New Global Warming Report: Don't Panic, But Let's Take Action

GLOBAL warming is happening at a slower pace than once thought, but even so, nations must act quickly and decisively to protect the planet's atmosphere.

These were two conclusions from a UN-sponsored report, expected to help world leaders draw up a new blueprint for reducing dangerous gasses.

The study was the first broad review of global-warming research in five years by the Intergovernmental Panel on Climate Change, a United Nations-sponsored group of more than 2,500 scientists charged with keeping governments up to date on global-warming research and its implications.

The research is synthesized in an IPCC report released on Saturday, following a week of talks in Rome. The report is designed to guide international negotiators setting targets for lowering greenhouse gas emissions in the next century - just as the organization's first report laid the groundwork for goals set at the 1992 UN Conference on the Environment in Rio de Janeiro.

IPCC recommendations don't have to break the bank, however. Encouraging cleaner burning cars, more efficient appliances, and recycling and mass transportation policies are steps in the right direction for governments. The IPCC cites a range of studies that show economies can actually benefit from the increased efficiencies needed to curb greenhouse-gas emissions.
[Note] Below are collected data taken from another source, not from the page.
PR #2887, opened 2019-04-08
INT-4299: Add AbstractMailReceiver.autoCloseFolder

artembilan:
JIRA: https://jira.spring.io/browse/INT-4299

* Optimize `AbstractMessageSource` do not evaluate headers when polling
result is `null`
* Optimize `MailReceivingMessageSource` do not wrap polling result to
the message: the `AbstractMessageSource` will do that later

### DIFF
--- a/spring-integration-mail/src/main/java/org/springframework/integration/mail/AbstractMailReceiver.java
+++ b/spring-integration-mail/src/main/java/org/springframework/integration/mail/AbstractMailReceiver.java
@@ -17,6 +17,7 @@
 package org.springframework.integration.mail;
 
 import java.io.ByteArrayOutputStream;
+import java.io.Closeable;
 import java.io.IOException;
 import java.io.InputStream;
 import java.util.Date;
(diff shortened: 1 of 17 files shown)


artembilan:
If this is OK, I'll add some docs on the matter.

Thanks

garyrussell (changes requested):
Just minor javadoc polishing.

LGTM - awaiting docs.

spring-integration-mail/src/main/java/org/springframework/integration/mail/AbstractMailReceiver.java
```diff
@@ -357,7 +378,9 @@ private Folder obtainFolderInstance() throws MessagingException {
 				return convertMessagesIfNecessary(searchAndFilterMessages());
 			}
 			finally {
-				MailTransportUtils.closeFolder(this.folder, this.shouldDeleteMessages);
+				if (this.autoCloseFolder) {
+					closeFolder();
```
garyrussell: Need to close here if no messages were retrieved (needs a test),

artembilan: Why? Why do we need to close the folder at all?
I don't see any comment in the Internet requiring to close the folder after each fetch.
😕

garyrussell: ok

garyrussell (approved):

According to the report, if no changes are made in emissions of greenhouse gases, the overall amount of carbon dioxide in the atmosphere in 2100 would be nearly double its pre-industrial level. But the IPCC's "best estimate" yields an average temperature increase of 2 degrees C between 1990 and 2100, one-third lower than the 1990 estimate.

The panel attributes the change largely to improved climate models that take into account the cooling effect of small particles such as sulfate aerosols, which come from burning fossil fuels. In addition, the estimate of how high the sea-level is expected to rise drops by 25 percent.

Even so, the adverse effects of these changes on human health and welfare will be significant, the report says. The IPCC acknowledges uncertainties in climate-forecasting models and an inability to tie specific effects to specific atmospheric concentrations of greenhouse gases. Yet the persistence of carbon dioxide in the atmosphere and the oceans' lethargic response to temperature changes suggest the effects will keep growing.

THE report indicates that countries must act "quite soon" if they hope to stabilize greenhouse-gas concentrations and prevent catastrophic climate changes, says Irving Mintzer, a senior scholar at the Center for Global Change at the University of Maryland at College Park and one of the authors of the IPCC synthesis report.

This was a touchy point in the talks, he says. "We wanted to include, in narrative form, how long governments could wait to deviate from business as usual" to achieve various greenhouse-gas concentration levels. If the goal is to stabilize the concentration at 550 parts per million, he explains, governments would have a few decades to cut emissions.

"If you want to get to 450 parts per million, you would have to act in this decade. That was too scary a thought for some of our colleagues," he says, referring to representatives from several oil states in the Persian Gulf.

Instead of trying to adopt reduction and mitigation policies to last 100 years, the IPCC says, strategies to combat global warming should be flexible enough to adjust to new information.

Some economists have suggested that trying to curb greenhouse-gas emissions could send industrial economies into a tailspin. "That would be true if you think dealing with global warming means solving the problem this week," Dr. Mintzer says.